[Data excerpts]
PR #12733, opened 2022-12-30
Fix 11 test failures revealed by pytest-randomly

### LINKED ISSUE #12227: Implied state between tests, failing isolated tests
Found while testing #12222 

The entire test suite passes successfully, however isolating a single test out of the modified module fails, likely due to some sort of statefulness between tests. Example:

```shellsession
$ T=tests/unit/manage/test_views.py::TestManageOrganizationTeams::test_create_team_invalid make tests
...
>       assert form.name.errors == [
            "This team name has already been used. Choose a different team name."
        ]
E       AssertionError: assert [<warehouse.i...7f431df2dcf0>] == ['This team n...t team name.']
E         At index 0 diff: <warehouse.i18n.LazyString object at 0x7f431df2dcf0> != 'This team name has already been used. Choose a different team name.'
E         Use -v to get more diff

tests/unit/manage/test_views.py:3576: AssertionError
```
I confirmed this happens on `main` branch as well, so it wasn't part of that specific changeset.

In other projects I've included https://pypi.org/p/pytest-randomly/ early to suss out statefulness between tests, and running tests randomly on `warehouse` produced:

```shellsession
# after pytest-randomly is added to the deps:
$ make tests
...
Using --randomly-seed=3479063486
...
========================================================================== short test summary info ==========================================================================
FAILED tests/unit/test_views.py::TestSecurityKeyGiveaway::test_default_response[True-eligible_projects5-None-None-False-You are not a collaborator on any critical projects]
FAILED tests/unit/test_views.py::TestSecurityKeyGiveaway::test_default_response[False-eligible_projects1-None-user1-False-At this time there are no keys available] - Asse...
FAILED tests/unit/test_views.py::TestSecurityKeyGiveaway::test_form - assert False
FAILED tests/unit/test_views.py::TestSecurityKeyGiveaway::test_codes_available - assert False is True
FAILED tests/unit/test_views.py::TestSecurityKeyGiveaway::test_eligible_projects_no_user - AssertionError: assert {'foo'} == set()
FAILED tests/unit/test_views.py::TestSecurityKeyGiveaway::test_default_response[True-eligible_projects0-None-False-True-None] - AssertionError: assert {'eligible': ... 54...
FAILED tests/unit/test_views.py::TestSecurityKeyGiveaway::test_default_response[True-eligible_projects3-None-user3-False-You already have two-factor authentication enabled with a hardware security key]
FAILED tests/unit/test_views.py::TestSecurityKeyGiveaway::test_eligible_projects_pypi_mandates_2fa - AssertionError: assert {'foo'} == {'gsjwWwohYwmH'}
FAILED tests/unit/test_views.py::TestSecurityKeyGiveaway::test_eligible_projects_owners_require_2fa - AssertionError: assert {'foo'} == {'VIykPxRsCel...eFAIJBqYwEvI'}
FAILED tests/unit/test_views.py::TestSecurityKeyGiveaway::test_promo_code - AssertionError: assert None == TitanPromoCode(id=None, user_id=UUID('b8e37906-0036-4226-b3be-9...
FAILED tests/unit/test_views.py::TestSecurityKeyGiveaway::test_codes_available_no_codes - assert True is False
FAILED tests/unit/test_views.py::TestSecurityKeyGiveaway::test_default_response[True-eligible_projects4-promo_code4-user4-False-Promo code has already been generated] - A...
FAILED tests/unit/test_views.py::TestSecurityKeyGiveaway::test_codes_available_no_unused_codes - assert True is False
FAILED tests/unit/test_views.py::TestSecurityKeyGiveaway::test_promo_code_no_codes - assert <stub()> is None
FAILED tests/unit/test_views.py::TestSecurityKeyGiveaway::test_promo_code_no_user - assert <stub()> is None
FAILED tests/unit/test_views.py::TestSecurityKeyGiveaway::test_default_response[True-eligible_projects2-None-user2-False-You are not a collaborator on any critical projects]
FAILED tests/unit/malware/test_checks.py::test_checks_subclass_base - AssertionError: assert 4 == 5
FAILED tests/unit/manage/test_views.py::TestManageOrganizationTeams::test_create_team_invalid - AssertionError: assert [<warehouse.i...7efe07867d90>] == ['This team n...t...
FAILED tests/unit/manage/test_views.py::TestManageTeamSettings::test_save_team_validation_fails - AssertionError: assert [<warehouse.i...7efe088bd810>] == ['This team n.....
FAILED tests/unit/manage/test_views.py::TestManageTeamRoles::test_create_team_role_not_a_member - AssertionError: assert [<warehouse.i...7efe0748b7f0>] == ['No organiza.....
========================================================= 20 failed, 3117 passed, 562 warnings in 139.58s (0:02:19) =========================================================
```

divbzero:
- Resolves #12227.

### DIFF
--- a/tests/unit/malware/test_checks.py
+++ b/tests/unit/malware/test_checks.py
@@ -10,6 +10,7 @@
 # See the License for the specific language governing permissions and
 # limitations under the License.
 
+import gc
 import inspect
 
 import pretend
@@ -78,5 +79,9 @@ def test_base_prepare_nonfile_hooked(db_session):
         hooked_object = "Project"
 
     kwargs = FakeProjectCheck.prepare(request, file.id)
+
+    del FakeProjectCheck
+    gc.collect()
+
     assert request.route_url.calls == []
     assert "file_url" not in kwargs
--- a/tests/unit/malware/test_checks.py
+++ b/tests/unit/malware/test_checks.py
@@ -33,7 +33,7 @@ def test_checks_subclass_base():
         cls.__name__: cls for cls in MalwareCheckBase.__subclasses__()
     }
 
-    assert len(all_checks) <= len(subclasses_of_malware_base)
+    assert len(all_checks) == len(subclasses_of_malware_base)
 
     for check_name, check in all_checks:
         assert subclasses_of_malware_base[check_name] == check
--- a/tests/unit/malware/test_checks.py
+++ b/tests/unit/malware/test_checks.py
@@ -33,7 +33,7 @@ def test_checks_subclass_base():
         cls.__name__: cls for cls in MalwareCheckBase.__subclasses__()
     }
 
-    assert len(all_checks) == len(subclasses_of_malware_base)
+    assert len(all_checks) <= len(subclasses_of_malware_base)
 
     for check_name, check in all_checks:
         assert subclasses_of_malware_base[check_name] == check
--- a/tests/unit/test_views.py
+++ b/tests/unit/test_views.py
@@ -628,7 +628,7 @@ class TestSecurityKeyGiveaway:
         with pytest.raises(HTTPNotFound):
             SecurityKeyGiveaway(request).security_key_giveaway()
 
-    def test_security_key_giveaway(self, monkeypatch):
+    def test_security_key_giveaway(self):
         request = pretend.stub(
             registry=pretend.stub(
                 settings={"warehouse.two_factor_mandate.available": True}
--- a/tests/unit/test_views.py
+++ b/tests/unit/test_views.py
@@ -628,13 +628,12 @@ class TestSecurityKeyGiveaway:
         with pytest.raises(HTTPNotFound):
             SecurityKeyGiveaway(request).security_key_giveaway()
 
-    def test_security_key_giveaway(self):
+    def test_security_key_giveaway(self, monkeypatch):
         request = pretend.stub(
             registry=pretend.stub(
                 settings={"warehouse.two_factor_mandate.available": True}
             )
         )
-        default_response = pretend.stub()
-        SecurityKeyGiveaway.default_response = default_response
+        view = SecurityKeyGiveaway(request)
 
-        assert SecurityKeyGiveaway(request).security_key_giveaway() == default_response
+        assert view.security_key_giveaway() == view.default_response
--- a/requirements/main.txt
+++ b/requirements/main.txt
@@ -378,8 +378,7 @@ dnspython==2.2.1 \
 docutils==0.19 \
     --hash=sha256:33995a6753c30b7f577febfc2c50411fec6aac7f7ffeb7c4cfe5991072dcf9e6 \
     --hash=sha256:5e1de4d849fee02c63b040a4a3fd567f4ab104defd8a5511fbbc24a8a017efbc
-    # via
-    #   readme-renderer
+    # via readme-renderer
 elasticsearch==7.10.1 \
     --hash=sha256:4ebd34fd223b31c99d9f3b6b6236d3ac18b3046191a37231e8235b06ae7db955 \
     --hash=sha256:a725dd923d349ca0652cf95d6ce23d952e2153740cf4ab6daf4a2d804feeed48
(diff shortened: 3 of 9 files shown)


tests/unit/test_views.py
```diff
@@ -628,13 +628,12 @@ def test_security_key_giveaway_not_found(self):
         with pytest.raises(HTTPNotFound):
             SecurityKeyGiveaway(request).security_key_giveaway()
 
-    def test_security_key_giveaway(self):
+    def test_security_key_giveaway(self, monkeypatch):
```
miketheman, line 631: **question:** ‏is `monkeypatch` needed here? I don't think it's being used, is it?

tests/unit/malware/test_checks.py
```diff
@@ -33,7 +33,7 @@ def test_checks_subclass_base():
         cls.__name__: cls for cls in MalwareCheckBase.__subclasses__()
     }
 
-    assert len(all_checks) == len(subclasses_of_malware_base)
+    assert len(all_checks) <= len(subclasses_of_malware_base)
```
miketheman, line 36: **thought:** ‏I'm not sure this is the desirable fix - since we currently do only have 4 real subclasses, at least until the `test_base_prepare_nonfile_hooked` creates one later on. Would it be better to update the selector to reject `FakeProjectCheck` from the list if found, or something else like removing the subclass? 

For reference, here's what `subclasses_of_malware_base` looks like when the order is flipped:

```python
{'ExampleHookedCheck': <class 'tests.common.checks.hooked.ExampleHookedCheck'>,
 'ExampleScheduledCheck': <class 'tests.common.checks.scheduled.ExampleScheduledCheck'>,
 'FakeProjectCheck': <class '__main__.FakeProjectCheck'>,
 'PackageTurnoverCheck': <class 'warehouse.malware.checks.package_turnover.check.PackageTurnoverCheck'>,
 'SetupPatternCheck': <class 'warehouse.malware.checks.setup_patterns.check.SetupPatternCheck'>}
```

miketheman (changes requested):
This is really cool! I checked out the code and ran the tests. I had to revert the last commit to enable randomly - curious why that is removed from scope?

I dropped some inline comments and thoughts - let me know if I can clarify any of them!

tests/unit/test_views.py
divbzero: You’re right, `monkeypatch` is not being used here. Must have been something else I was trying before I worked out this fix.

tests/unit/malware/test_checks.py
divbzero: In commit f36294c I tried the approach of cleaning up `FakeProjectCheck` after it is used for the test. Would that work alright or is one of the alternative approaches better?

divbzero:
> I had to revert the last commit to enable randomly - curious why that is removed from scope?

@miketheman My original plan was to leave `pytest-randomly` in, but as I was debugging the failures it started feeling weird to me that the test suite could succeed or fail randomly. To me it feels more solid if I can run `make tests` locally and have confidence that it will run exactly the same on GitHub.

That said, I also see the benefits of keeping `pytest-randomly` so I could be easily persuaded… Thoughts?

di:
I'm on the fence. On one hand, it would be nice to be able to find these types of issues in CI, but on the other hand, it would be annoying if the CI (and thus deployment pipeline) could randomly fail.

Perhaps as a compromise, we could add `pytest-randomly` as a dependency but configure it to be disabled in a normal run of the test suite, and instead set up a scheduled workflow to run the suite with it enabled?

miketheman (approved):
I'm good with the changes, thanks @divbzero ! I think we can merge this as is.

For future: I'll agree that the randomly-seeded testing can be confusing at first, but it'll definitely surface issues like these earlier, and at least broach the topic so we can use the random seed used in the test run to reproduce the issue.

@di I like the idea of running it periodically to get comfortable, with the regular suite using `pytest -p no:randomly` to disable the behavior. What level of confidence would you be looking for before adding it to the default test suite?

di:
I think that since any given PR could introduce tests that fail randomly (but might not fail in the PR introducing them?) I'd want to keep this in a scheduled job that runs ~daily, which should be enough to catch these sufficiently quickly.

di (approved):

PR #13056, opened 2023-02-22
refactor: move permissions evaluation into template

miketheman:
When browsers load the page, they fire 403 responses when user is either not logged in, or doesn't have permissions to manage the project.

Instead, we allow the permissions on the view, and return an empty response if now allowed.

See #13022 for prior approach.


miketheman:
Note that this doesn't cut down the volume of the calls, only the volume of 403 responses.

di (approved):

miketheman:
Screenshot 2023-02-27 at 11 32 22 AM
Now 403s can be more valuable!

PR #13059, opened 2023-02-22
refactor(ci): extract node to own workflow

miketheman:
To simplify the configuration, extract the node-related steps to their own workflow file.

As the node jobs do not require platform dependencies, service containers like postgres or stripe, we can speed up those steps a little by splitting these apart.


miketheman:
Timings:

Before, the [combined CI workflow](https://github.com/pypi/warehouse/actions/runs/4246609174/usage) "costs" ~26  GitHub Actions minutes

Now with the split, Python ~16 min + Node ~2 min = ~18 minutes, saving 8 minutes of execution time overall

Example runs:
(Python) CI: https://github.com/pypi/warehouse/actions/runs/4246623547/usage
Node CI: https://github.com/pypi/warehouse/actions/runs/4246623544/usage

ewdurbin (approved):
Nice!

ewdurbin:
Doing a think on how (if at all) we need to adjust branch protection before/after merge.

di:
We could merge https://github.com/pypi/warehouse/pull/12263 which makes it so we don't have to adjust required checks when we add/remove them.

miketheman:
> Doing a think on how (if at all) we need to adjust branch protection before/after merge.

I'm _hoping_ that nothing has to change, since the **job** names were preserved

di:
> I'm hoping that nothing has to change, since the job names were preserved

Aha, yes this does seem to be the case.

miketheman:
> We could merge #12263 which makes it so we don't have to adjust required checks when we add/remove them.

I forgot about that one - I wonder how it works across multiple workflow files?

ewdurbin:
> > We could merge #12263 which makes it so we don't have to adjust required checks when we add/remove them.
> 
> I forgot about that one - I wonder how it works across multiple workflow files?

I remember squinting at that and getting confused even before we had multiple workflows.

di (approved):

miketheman:
hold the phone - I missed something

miketheman:
Due to a whoopsie, I had removed the actual test sommand, restored now.

Numbers are still better - https://github.com/pypi/warehouse/actions/runs/4246789167/usage

Python down to 21 minutes, so 4 minutes savings, not 8.

webknjaz:
> I forgot about that one - I wonder how it works across multiple workflow files?

@miketheman it is possible to make it work through some refactoring, like in this example PR: https://github.com/pypa/build/pull/618.

Issue #12965, opened 2023-02-08
Closed beta for OIDC publishing


woodruffw:
Once #12915 is merged, we should be in a good place to start a closed beta for OIDC publishing.

I'll use this issue to track adding the feature flags/ACL checks needed for that.

woodruffw:
Also needed for a closed beta: admin app changes to allow admins to manage pending/normal OIDC providers.

woodruffw:
CC @cedricvanrompay-datadog and @webknjaz as two early testers.

CC @alex as well, since I know you're interested 😉

nitzmahone:
Sign me up!

di:
In order to cut down on noise here, anyone interested, please fill out https://forms.gle/XUsRT8KTKy66TuUp7 and we'll be in touch once this is ready.

PR #13073, opened 2023-02-23
warehouse: OIDC beta flag/controls

woodruffw:
~WIP.~

See #12965.


woodruffw:
Just to summarize: this adds a new principal (`group:oidc_beta`).

Users are added to the `group:oidc_beta` principal under one of two conditions:

1. They're a superuser (`User.is_superuser`)
2. They've been explicitly added to the OIDC beta (`User.has_oidc_beta_access`)

Anybody in the `group:oidc_beta` principal has the new (temporary) OIDC permissions:

* `manage:user:oidc`: view and manage "pending" OIDC publishers;
* `manage:project:oidc`: view project-level OIDC publishers;
* `manage:project:oidc:modify`: manage project-level OIDC publishers;

The last two permissions are separate so that users who *aren't* in the OIDC beta but have access to projects with OIDC publishers can see but not modify those publishers.

woodruffw:
Just remembered another thing I need to do here: the admin panel should allow Warehouse's admins to enable/disable OIDC beta status for a user.

warehouse/config.py
```diff
@@ -63,6 +63,13 @@ class RootFactory:
         (Allow, "group:psf_staff", "psf_staff"),
         (Allow, "group:with_admin_dashboard_access", "admin_dashboard_access"),
         (Allow, Authenticated, "manage:user"),
+        # OIDC beta users can see their user-level OIDC settings.
+        # XXX: Can be removed once OIDC is removed from beta.
+        (
+            Allow,
+            "group:oidc_beta",
+            "manage:user:oidc",
+        ),
```
woodruffw, line 72: Flagging: this isn't 100% right, since it gives everybody in the OIDC beta the ability to modify every other OIDC beta users' OIDC providers. So maybe a principal is the wrong abstraction here.

woodruffw:
This should be good to go -- I've added the `User` feature flag plus an admin control for it, along with checks to each OIDC view (+ menu renderers).

tests/unit/manage/test_views.py
```diff
@@ -9538,8 +9538,11 @@ def find_service(iface, name=None, context=None):
             view._check_ratelimits()
 
     def test_manage_project_oidc_publishers(self, monkeypatch):
-        project = pretend.stub()
+        project = pretend.stub(oidc_providers=[])
```
di, line 9541:
```suggestion
        project = pretend.stub(oidc_publishers=[])
```

tests/unit/manage/test_views.py
```diff
@@ -9572,8 +9575,11 @@ def test_manage_project_oidc_publishers(self, monkeypatch):
         ]
 
     def test_manage_project_oidc_publishers_admin_disabled(self, monkeypatch):
-        project = pretend.stub()
+        project = pretend.stub(oidc_providers=[])
```
di, line 9578:
```suggestion
        project = pretend.stub(oidc_publishers=[])
```

tests/unit/manage/test_views.py
```diff
@@ -9628,6 +9634,21 @@ def test_manage_project_oidc_publishers_oidc_not_enabled(self):
         with pytest.raises(HTTPNotFound):
             view.manage_project_oidc_publishers()
 
+    def test_manage_project_oidc_publishers_not_in_beta(self):
+        project = pretend.stub(oidc_providers=[])
```
di, line 9638:
```suggestion
        project = pretend.stub(oidc_publishers=[])
```

warehouse/manage/views.py
```diff
@@ -3073,6 +3073,9 @@ def manage_project_oidc_publishers(self):
         if not self.oidc_enabled:
             raise HTTPNotFound
 
+        if not self.request.user.in_oidc_beta and not self.project.oidc_providers:
```
di, line 3076:
```suggestion
        if not self.request.user.in_oidc_beta and not self.project.oidc_publishers:
```

di, line 3076: We need to make sure that in the case where the user isn't in the beta, but there are publishers, we aren't showing the "Add a new publisher" form (or that it's displayed as disabled at least). Same for the "Remove" button for existing publisher(s).

warehouse/accounts/models.py
```diff
@@ -96,6 +96,9 @@ class User(SitemapMixin, HasEvents, db.Model):
     totp_secret = Column(LargeBinary(length=20), nullable=True)
     last_totp_value = Column(String, nullable=True)
 
+    # XXX: Can be removed once OIDC is removed from beta.
+    has_oidc_beta_access = Column(Boolean, nullable=False, server_default=sql.false())
```
ewdurbin, line 100: Bleh, I'm -1 on a column directly on the User model, but won't block the PR on this.

The aspiration was a more extensible AdminFlags or similar to manage this kind of thing, but obviously that hasn't come to fruition yet.

warehouse/packaging/models.py
```diff
@@ -296,10 +296,12 @@ def __acl__(self):
             permissions |= {(role.user_id, "Administer") for role in query.all()}
 
         for user_id, permission_name in sorted(permissions, key=lambda x: (x[1], x[0])):
+            permissions = ["upload"]
```
ewdurbin, line 299: just a nit, but this could lead to some trouble if another if or for block or whatever is added after this down the line where we're replacing the value of the `permissions` set that we're looping over.

warehouse/accounts/models.py
di: AdminFlags are just global flags that can be set by admins -- they don't allow us to set per-user flags (unless we want to overhaul them, which is probably out of scope here).

We tried to do this with ACLs but given how this currently works with the User model, it was a bit more janky than this, which will be temporary.

warehouse/manage/views.py
woodruffw: Good catch! Yeah, those forms will currently 403 on submission for those users, but I'll explicitly disable them with CSS as well. That way only a motivated user would hit the 403.

warehouse/packaging/models.py
woodruffw: Yeah, good point -- this is a vestigial change from the original ACL approach that we've discarded, so I can drop it entirely.

warehouse/templates/manage/project/publishing.html
```diff
@@ -115,9 +116,10 @@ <h3>GitHub</h3>
         </div>
       </div>
       <div>
-        <input type="submit" value="{% trans %}Add{% endtrans %}" class="button button--primary">
+        <input type="submit" value="{% trans %}Add{% endtrans %}" class="button button--primary" {{ "" if request.user.in_oidc_beta else "disabled" }}>
```
di, line 119:
```suggestion
        <input type="submit" value="{% trans %}Add{% endtrans %}" class="button button--primary">
```
Since we won't be rendering this if the user isn't in the beta...

warehouse/packaging/models.py
di: This still needs an update.

di (commented):
LGTM aside from two tweaks

di (approved):

PR #13076, opened 2023-02-23
Don't specify webauthn transports

### LINKED ISSUE #13062: Webauthn allows me to register my phone as security key but not login with it
**Describe the bug**
Webauthn allows me to register my phone as security key but not login with it

**Expected behavior**
After closing the native is security key prompt, A chrome prompt like this should pop up and allows me to select my phone to use as a security key
ss

**To Reproduce**
Add a android phone as a security key by visiting your profile and clicking add security key and follow the expected behavior
Then logout and try to login with the same expected behaviour

**My Platform**
Windows 10 and chrome version Version 110.0.5481.177 (Official Build) (64-bit)

**Additional context**
None

di:
Fixes #13062.

Since we're not restricting the transport options at registration time, or storing the transport used during registration, we don't actually know what transports should be used at assertion time. Instead, we should just omit this restriction and allow all transport types.

Per https://github.com/duo-labs/py_webauthn/blob/c3c6c21f76937b08aed089897fe595f8b9232cdf/webauthn/helpers/structs.py#L271 these are optional.

### DIFF
--- a/warehouse/utils/webauthn.py
+++ b/warehouse/utils/webauthn.py
@@ -25,7 +25,6 @@ from webauthn.helpers.structs import (
     AttestationConveyancePreference,
     AuthenticationCredential,
     AuthenticatorSelectionCriteria,
-    AuthenticatorTransport,
     PublicKeyCredentialDescriptor,
     RegistrationCredential,
     UserVerificationRequirement,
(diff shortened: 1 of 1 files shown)


di:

> [Activity]:
Of the lines above, extract only those from the line with "Now with the" to the line with "Numbers are still", both included, exactly as written.

> [Task result]:
Now with the split, Python ~16 min + Node ~2 min = ~18 minutes, saving 8 minutes of execution time overall

Example runs:
(Python) CI: https://github.com/pypi/warehouse/actions/runs/4246623547/usage
Node CI: https://github.com/pypi/warehouse/actions/runs/4246623544/usage

ewdurbin (approved):
Nice!

ewdurbin:
Doing a think on how (if at all) we need to adjust branch protection before/after merge.

di:
We could merge https://github.com/pypi/warehouse/pull/12263 which makes it so we don't have to adjust required checks when we add/remove them.

miketheman:
> Doing a think on how (if at all) we need to adjust branch protection before/after merge.

I'm _hoping_ that nothing has to change, since the **job** names were preserved

di:
> I'm hoping that nothing has to change, since the job names were preserved

Aha, yes this does seem to be the case.

miketheman:
> We could merge #12263 which makes it so we don't have to adjust required checks when we add/remove them.

I forgot about that one - I wonder how it works across multiple workflow files?

ewdurbin:
> > We could merge #12263 which makes it so we don't have to adjust required checks when we add/remove them.
> 
> I forgot about that one - I wonder how it works across multiple workflow files?

I remember squinting at that and getting confused even before we had multiple workflows.

di (approved):

miketheman:
hold the phone - I missed something

miketheman:
Due to a whoopsie, I had removed the actual test sommand, restored now.

Numbers are still better - https://github.com/pypi/warehouse/actions/runs/4246789167/usage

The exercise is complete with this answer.